Social sentiment deteriorated, yet whale accumulation tempered further downside expansion. Historically, a prior $1.93 billion realized-loss event preceded a 114% recovery, providing contextual precedent. Stabilization now relies on reducing loss reports, continued withdrawals from exchanges, and rebuilding open interest in a healthy way without excessive leverage. XRP’s previous capitulation cycle provides a clear reference point for the current decline.

In 2022, realized losses peaked near $1.93 billion as the price fell about 80% to $0.30. That extreme selling marked exhaustion, and the price later rebounded 114% over eight months. During that period, volatility narrowed and selling pressure eased. Recovery developed gradually, with losses reduced over four to six months as weaker holders exited.

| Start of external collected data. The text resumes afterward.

PR #6179, opened 2026-01-08
fix special operands search tags handling bug

ie-pham:
**What this PR does**: Fix bug in special operand tags handling.

The last change bypassed this function for well known and dedicated columns 
```
addSelectAs := func(attr traceql.Attribute, columnPath string, selectAs string) {
		if attr == tr.tag {
			columnSelectAs[columnPath] = selectAs
		} else {
			columnSelectAs[columnPath] = "" // Don't select, just filter
		}
	}
```

This causes a panic in this [line](https://github.com/grafana/tempo/tree/main/tempodb/encoding/vparquet4/wal_block.go#L851) because it is expecting an traceql.Attribute which well known and dedicated columns do not have. 

Fixes #<issue number>

**Checklist**
- [x] Tests updated
- [ ] Documentation added

### DIFF
--- a/tempodb/encoding/vparquet5/block_autocomplete_test.go
+++ b/tempodb/encoding/vparquet5/block_autocomplete_test.go
@@ -404,8 +404,8 @@ func TestFetchTagNames(t *testing.T) {
 			if scope == traceql.AttributeScopeEvent || scope == traceql.AttributeScopeNone {
 				if len(expectedEventValues) > 0 {
 					expectedValues["event"] = append(expectedValues["event"], expectedEventValues...)
-					expectedValues["event"] = append(expectedValues["event"], dedicatedEventValues...)
 				}
+				expectedValues["event"] = append(expectedValues["event"], dedicatedEventValues...)
 			}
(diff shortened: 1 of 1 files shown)


joe-elliott:
can we get a more detailed description of what this fixes?

mdisibio:
The panic bug was introduced in https://github.com/grafana/tempo/pull/6004.  It is triggered by a tag lookup with the parameter `q={ <well-known-column> != nil }`, in one case `span.http.status_code`.

tempodb/encoding/vparquet5/block_autocomplete.go
```diff
@@ -615,15 +616,16 @@ func createDistinctSpanIterator(
 			switch cond.Op {
 			case traceql.OpNone:
 				addPredicate(entry.columnPath, nil) // No filtering
-				columnSelectAs[entry.columnPath] = cond.Attribute.Name
+				addSelectAs(cond.Attribute, entry.columnPath, cond.Attribute.Name)
```
mdisibio: Did we want to go ahead and remove this entire block?  Since there are no more well-known columns for spans in vp5.

mdisibio (approved):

In the current cycle, XRP has declined nearly 70% from the 2025 high of $3.65 to around $1.10. Realized losses have increased again, yet overall market value has not contracted as sharply as the -40% drop recorded in 2022. In addition, 30-day volatility is lower, which suggests a more stable market structure. However, broader conditions have changed, with ETF participation, clearer regulation, and stronger derivatives activity now influencing liquidity.

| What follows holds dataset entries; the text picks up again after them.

PR #6185, opened 2026-01-09
[querier] Support external mode for traceID lookups

Logiraptor:
**What this PR does**:

This PR adds a new `external` mode to the querier. In this mode, an HTTP request is sent to an external endpoint to fetch trace contents in addition to the normal ingester + block storages.

The external API is expected to support an API matching Tempo's TraceIDV2 API. `/api/v2/traces/{traceID}?start=<start>&end=<end>`. This endpoint should respond with an OTLP proto encoded trace.

This can be used to augment tempo's internal traceID lookup with additional data that may not be ingested to tempo directly.

**Checklist**
- [x] Tests updated
- [x] Documentation added

### DIFF
--- a/docs/sources/tempo/configuration/manifest.md
+++ b/docs/sources/tempo/configuration/manifest.md
@@ -341,7 +341,6 @@ querier:
     trace_by_id:
         query_timeout: 10s
         external:
-            enabled: false
             endpoint: ""
             timeout: 10s
     metrics:


modules/querier/querier.go
```diff
@@ -182,6 +185,14 @@ func New(
 		limits: limits,
 	}
 
+	if cfg.TraceByID.External.Enabled {
+		externalClient, err := external.NewClient(cfg.TraceByID.External.Endpoint, cfg.TraceByID.External.Timeout)
```
electron0zero, line 191: can we include some metrics and spans on this so we can see latency, total requests, failed requests, etc to external endpoints.

it would help us pin down the reasons for slow queries when external endpoint is slow.

Logiraptor: Done. Used otelhttp to get standard client spans and metrics, and also added a metric that looks more "tempo native" to track the performance.

docs/sources/tempo/configuration/_index.md
```diff
@@ -900,6 +905,20 @@ querier:
         # Timeout for trace lookup requests
         [query_timeout: <duration> | default = 10s]
 
+        # External trace source configuration. When enabled, trace-by-ID queries
+        # will also fetch trace data from an external HTTP endpoint that implements
+        # Tempo's TraceIDV2 API (/api/v2/traces/{traceID}).
+        external:
+            # Enable querying an external endpoint for trace data.
+            [enabled: <bool> | default = false]
```
electron0zero, line 913: do we need the enabled flag in here as well? I see that we have `external_enabled` config under the frontend section as well?

modules/querier/external/client.go
```diff
@@ -0,0 +1,110 @@
...
+	return &Client{
+		httpClient: &http.Client{
+			Timeout:   timeout,
+			Transport: otelhttp.NewTransport(http.DefaultTransport),
+		},
+		externalURL: externalURL,
+	}, nil
+}
+
+// TraceByID forwards a trace-by-ID request to the external endpoint
```
electron0zero:
```suggestion
// TraceByID forwards a trace-by-ID v2 request to the external endpoint
```

we are doing a v2 request.

modules/querier/external/client.go
```diff
@@ -0,0 +1,110 @@
...
+	body, err := io.ReadAll(resp.Body)
+	if err != nil {
+		return nil, fmt.Errorf("failed to read external response body: %w", err)
+	}
+
+	if resp.StatusCode != http.StatusOK && resp.StatusCode != http.StatusNotFound {
+		return nil, fmt.Errorf("external endpoint returned status %d: %s", resp.StatusCode, string(body))
+	}
+
+	var trace tempopb.Trace
```
electron0zero, line 103: we expect and otel trace proto in the response, can we add some comments in this code so that assumption is documented.

docs/sources/tempo/configuration/_index.md
Logiraptor: It's not strictly necessary. Is this what you had in mind? 7d1c11610

electron0zero (approved):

While past patterns suggest recovery after capitulation, institutional involvement may slow the pace or reduce the size of any rebound. XRP’s February decline unfolded in stages, beginning with a sharp 24% drop to $1.37, which intensified selling pressure. As price broke lower, realized losses expanded, confirming emotional capitulation rather than orderly distribution. Since the start of 2026, XRP whale inflows to Binance have reached approximately 3.8 billion coins, reflecting steady deposits from large wallets amid the price decline while exchange reserves fell to five-year lows.

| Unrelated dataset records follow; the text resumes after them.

PR #6193, opened 2026-01-11
feat: add support for querying Trace by Id through multiple Tempo instances 

Apoorva64:
**What this PR does**:

This PR introduces federation in the Tempo using Query Frontend for TraceById queries. The implementation works by creating a new Middleware(NewAsyncFederationSharder) based on the sharding middlewares, but instead of sharding the requests in a single tempo instance it "queries" the external tempo instances.

### Example Federation configuration

```
target: federated-query-frontend
stream_over_http_enabled: true

server:
  http_listen_port: 3200

query_frontend:
  max_batch_size: 10


federated_frontend:
  concurrent_requests: 4
  instances:
  - name: tempo1
    endpoint: http://e2e_Federation-tempo1:3200
    timeout: 30s
  - name: tempo2
    endpoint: http://e2e_Federation-tempo2:3200
    timeout: 30s
storage:
  trace:
    backend: local
    local:
      path: /tmp/tempo/traces

 ```
 
 
**Checklist**
- [x] Tests updated
- [x] Documentation added

### CODE REVIEW

**Comment by joe-elliott** [comment]
I don't think we should make the frontend have a federated mode. Instead let's make new module in modules.go, a new target, etc. This independence will prevent federated frontend changes from causing issues with our existing frontend and establish it as an independent target. Since we are currently trying to reuse the frontend pipelines I'm fine with keeping the code in `./modules/frontend/frontend_federated.go` even though targets normally have their own folders under `./modules`.

I do prefer the path we are heading now over https://github.com/grafana/tempo/pull/6127. Thank you for trying something different. 

Two things we will need before merging:
- An integration test in our [operations](https://github.com/grafana/tempo/tree/main/integration/operations) folder.
- Docs that very clearly mark this as experimental, community driven, partially implemented, etc. Perhaps include a table with currently supported features and we can slowly check boxes as we add them. I would probably put a doc [here](https://github.com/grafana/tempo/tree/main/docs/sources/tempo/operations) that describes this new component.

Longer term thoughts:
- The two most difficult to combine responses will be `/api/metrics/query_range` and `/api/metrics/query`. Doing this correctly will require changes to the query-frontend. For instance if you request a `{} | quantile_over_time(span:duration, .99)` the query frontend will need to return histograms so we can correctly calculate quantiles.
- Most endpoints support gRPC streaming modes. This may be more difficult to pull off, but if we reuse the frontend architecture it feels possible. A longer term goal. Supporting HTTP only is a fine start.
- The [combiners](https://github.com/grafana/tempo/tree/main/modules/frontend/combiner) are the main component I'm concerned about attempting to reuse in the federated frontend. The search combiner has special logic to handle "most recent" flag and the metrics combiners have similar logic when streaming results. Look at the relationship between the sharders and combiners to better understand. This complexity is not necessary for just trace by id. For HTTP only it would probably be easier just to have custom, simpler, combiners, but I'm interested in your thoughts there.
- Ignore the "metrics summary" endpoint. It is deprecated and we will remove it in 3.0.

Thankfully the trace by id endpoints dodge most of these concerns. So they are definitely a good place to start.

**Comment by Apoorva64** [comment]
@joe-elliott added docs, tests and moved the federation to a dedicated target 
notes:
- I had to do a small change to the traceById(v1) combiner to also handle json

File: docs/sources/tempo/operations/federation.md [hunk 1]
```diff
@@ -0,0 +1,150 @@
+---
+title: Federated query frontend
+menuTitle: Federation
+description: Learn how to query traces across multiple Tempo instances using the federated query frontend.
+weight: 650
+---
+
+# Federated query frontend
+
+{{< admonition type="warning" >}}
```
knylander-grafana, line 10: Thank you for adding the note for this feature. We have [two shortcodes](https://grafana.com/docs/writers-toolkit/write/shortcodes/#docsexperimental-deployment) that insert admonitions that use standard wording. I think some variation of this might be useful. 

Experimental deployment shortcode has this usage:  `{{< docs/experimental-deployment >}}`

and results in: 
>This deployment is provided only as an example; engineering and on-call support is not available. Documentation is either limited or not provided outside of code comments. No SLA is provided. This example is primarily intended for open source engineers. Because this is provided as an example, it is not meant to be used in production environments, and the risks are unknown/high.

and experimental shortcode:  `{{< docs/experimental product="experimental-feature" featureFlag="its-feature-flag" >}}`

which results in: 
> experimental-feature is an [experimental feature](https://grafana.com/docs/release-life-cycle/). Engineering and on-call support is not available. Documentation is either limited or not provided outside of code comments. No SLA is provided. Enable the its-feature-flag feature toggle in Grafana to use this feature. Do not enable this feature in production environments.

docs/sources/tempo/operations/federation.md
```diff
@@ -0,0 +1,150 @@
...
+The federated query frontend is an **experimental, community-driven feature**.
```
knylander-grafana, line 11: Love community driven features. :)

docs/sources/tempo/operations/federation.md
```diff
@@ -0,0 +1,150 @@
...
+It's partially implemented and under active development.
+The API and configuration may change in future releases.
+Use in production at your own risk.
+{{< /admonition >}}
+
+The federated query frontend is a new Tempo component that enables querying traces across multiple independent Tempo instances from a single endpoint.
```
knylander-grafana, line 17: You may want to explain how this is different from [Cross-tenant query federation](https://grafana.com/docs/tempo/latest/operations/manage-advanced-systems/cross_tenant_query/) and provide a note about when you'd use this versus when you'd use the other.

docs/sources/tempo/operations/federation.md
```diff
@@ -0,0 +1,150 @@
...
+This is useful for multi-region, multi-cluster, or multi-tenant deployments where traces are distributed across separate Tempo backends.
+
+## Feature status
+
+The following table shows the current implementation status of federation features:
+
+| Feature | Status | Description |
```
knylander-grafana, line 24: Consider removing the icons. We don't usually use the X and check mark in the docs.

docs/sources/tempo/operations/federation.md
```diff
@@ -0,0 +1,150 @@
...
+| Weighted routing | ❌ Not implemented | Route requests based on instance capacity |
+| Caching | ❌ Not implemented | Cache responses from federated queries |
+
+## Use cases
+
+Federation addresses common scenarios in large-scale distributed systems:
+
+- **Multi-region deployments**: Services in different regions send traces to local Tempo instances
+- **Multi-cluster setups**: Each Kubernetes cluster has its own Tempo instance
+- **Organizational boundaries**: Different teams operate independent Tempo instances
```
knylander-grafana, line 43: In general, we only bold UI elements or in special cases. Something like doesn't need to be bolded. You may want to add a note to your LLM to not use this type of bolding. Refer to the [Writers' Toolkit Style guide](https://grafana.com/docs/writers-toolkit/write/style-guide/) for additional information.

docs/sources/tempo/operations/federation.md
```diff
@@ -0,0 +1,150 @@
...
+
+Without federation, querying a trace ID requires knowing which instance contains it, or querying each instance manually.
+Federation solves this by providing a unified query layer.
+
+## Architecture
+
+The federated query frontend acts as a proxy that fans out requests to multiple Tempo instances and combines the results.
+
+When you query a trace ID, the federated frontend:
```
knylander-grafana, line 52: Optional: This could be an opportunity for a diagram to illustrate the process.

docs/sources/tempo/operations/federation.md
```diff
@@ -0,0 +1,150 @@
...
+
+1. Sends the request to all configured Tempo instances in parallel
+1. Collects responses from each instance
+1. Combines the trace spans from all instances into a single response
+1. Returns the merged trace to the client
```
knylander-grafana, line 57:
```suggestion
1. Sends the request to all configured Tempo instances in parallel.
1. Collects responses from each instance.
1. Combines the trace spans from all instances into a single response.
1. Returns the merged trace to the client.
```

docs/sources/tempo/operations/federation.md
```diff
@@ -0,0 +1,150 @@
...
+
+## Configuration
```
knylander-grafana, line 59: For headings for procedures or tasks, use an action verb. 
```suggestion
## Configure the federated query frontend
```

docs/sources/tempo/operations/federation.md
```diff
@@ -0,0 +1,150 @@
...
+You must set the `target` to `federated-query-frontend` as a command-line argument when starting Tempo.
+This starts Tempo as a dedicated federated query frontend instead of the standard all-in-one or microservices mode.
+
+```sh
+tempo -target=federated-query-frontend -config.file=/etc/tempo.yaml
+```
+
+### Basic configuration
+
+The following example shows a minimal federation configuration:
```
knylander-grafana, line 72: I don't think you need this heading. You provide the configuration start instructions, the example, and then available options. Also, does someone add this configuration into their standard Tempo configuration file or is this a completely separate configuration file? Would they append this to an existing configuration file? 
```suggestion

The example `tempo.yaml` shows a minimal federation configuration:
```

docs/sources/tempo/operations/federation.md
```diff
@@ -0,0 +1,150 @@
...
+### Configuration options
+
+The following table describes the available configuration options:
+
+| Option | Summary | Required | Type | Default |
+| ------ | ------- | -------- | ---- | ------- |
+| `concurrent_requests` | Maximum number of concurrent requests to send to instances | No | Integer | `4` |
+| `instances` | List of Tempo instances to query | Yes | List | N/A |
+
+### Instance configuration
```
knylander-grafana, line 96: This heading is not needed. The introductory sentence above the table is enough. Someone looking for configuration options will find the information they need by using the other heading. 
```suggestion
```

docs/sources/tempo/operations/federation.md
```diff
@@ -0,0 +1,150 @@
...
+The federated query frontend is a community-driven feature.
+Contributions are welcome to help expand its capabilities.
+
+Refer to the [Tempo GitHub repository](https://github.com/grafana/tempo) to:
+
+- Report issues or request features
+- Submit pull requests to implement missing functionality
+- Discuss design decisions in GitHub issues
+
+## Related resources
```
knylander-grafana, line 146: Should we link to the Cross-tenant query federation? https://grafana.com/docs/tempo/latest/operations/manage-advanced-systems/cross_tenant_query/

knylander-grafana (commented):
Thank you for adding docs for your project! Much appreciated! I can't approve the other parts, since I'm docs-only.  I do have some feedback and suggestions.

chenlujjj:
Is this still in progress?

This migration reduced immediate float, gradually easing reflexive sell pressure. Meanwhile, institutional signals strengthened beneath the volatility. Spot ETF inflows reached 12.6 million XRP per week, quietly absorbing distressed supply. Funding rates remained negative for 12 straight days, reflecting persistent bearish bias even as supply rotated.

At the sentiment level, the Fear and Greed Index dropped to 9, marking extreme fear. Historically, these conditions have been associated with late-stage capitulation, implying that sufficient redistribution could support accumulation if liquidity stabilizes. Distressed supply rotation and fading loss intensity increasingly signal late-stage capitulation rather than fresh structural weakness. Compressed volatility and institutional absorption now frame XRP within an early bottoming phase rather than an active breakdown.